Mientras que tener hijos es siempre una bendición, ser, como en mi caso, incapaz de tener hijos biológicos y recibir el regalo de un hijo adoptivo, es un privilegio muy especial. Este hijo nunca es un accidente, una consecuencia no planificada: este hijo ha sido escogido por el amor de sus padres. No trataré de explicar aquí cuántos y cuán hermoso son los sueños de un padre que adopta un niño. Tampoco trataré de explicar el profundo y tierno amor que los padres adoptivos desarrollan por sus hijos. No obstante, ciertamente trataré de subrayar la importancia de la custodia física para los padres de hijos adoptados.

El hecho que le permite a la gente adoptar como suyos a los hijos de otras personas, es que lo que realmente hace a un niño tu hijo es que ella/él ha sido criado por ti, y lo que hace a alguien tu padre/madre es que él/ella te crió, y por criar me refiero al tipo de contacto diario que sólo la custodia física puede proveer.

Aún cuando los hijos adoptados llegan a conocer a sus padres biológicos, los niños considerarán padres sólo aquellos que los han criado. Este hecho implica una verdad que debe ser considerada aquí: que en la ausencia de una línea de sangre entre un padre y su hijo, como en el caso de los niños adoptados, compartir la dinámica del día a día es lo que crea el vínculo entre ellos. Para un padre adoptivo, la custodia física de su hijo no es una de las maneras de crear un vínculo con su hijo, es la única manera. Beck v. Beck afirma esta singularidad de los niños adoptados, diciendo:

…que porque las niñas eran adoptadas, ellas necesitaban “el beneficio, el contacto, y la seguridad de ambos padres”. 86 N.J. 489 (1981)
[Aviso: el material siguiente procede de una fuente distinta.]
PR #4013, opened 2026-02-09
Fix deadlock from missed unlock call after #3946

kalaposfos13:
This fixes a regression in Shadow of the Colossus.
It also changes a heuristic that makes said game significantly more stable.

### DIFF
--- a/src/core/memory.cpp
+++ b/src/core/memory.cpp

Beck v. Beck advierte en contra de poner en peligro este apego entre las niñas adoptadas y su padre:


Viendo este asunto en términos de la importancia del padre en las vidas de las dos niñas, (la corte) concluyó que la falta de contacto real con el padre tendría efectos negativos en su desarrollo, particularmente porque las niñas son adoptadas. 86 N.J. 492-93 (1981)


Privar a los niños adoptados de uno de sus padres, como las cortes de familia usualmente hacen en los casos de custodia, les quita por segunda vez lo que la vida ya les ha quitado una vez: el amor, el confort, y la seguridad que sólo sus padres y madres les pueden dar.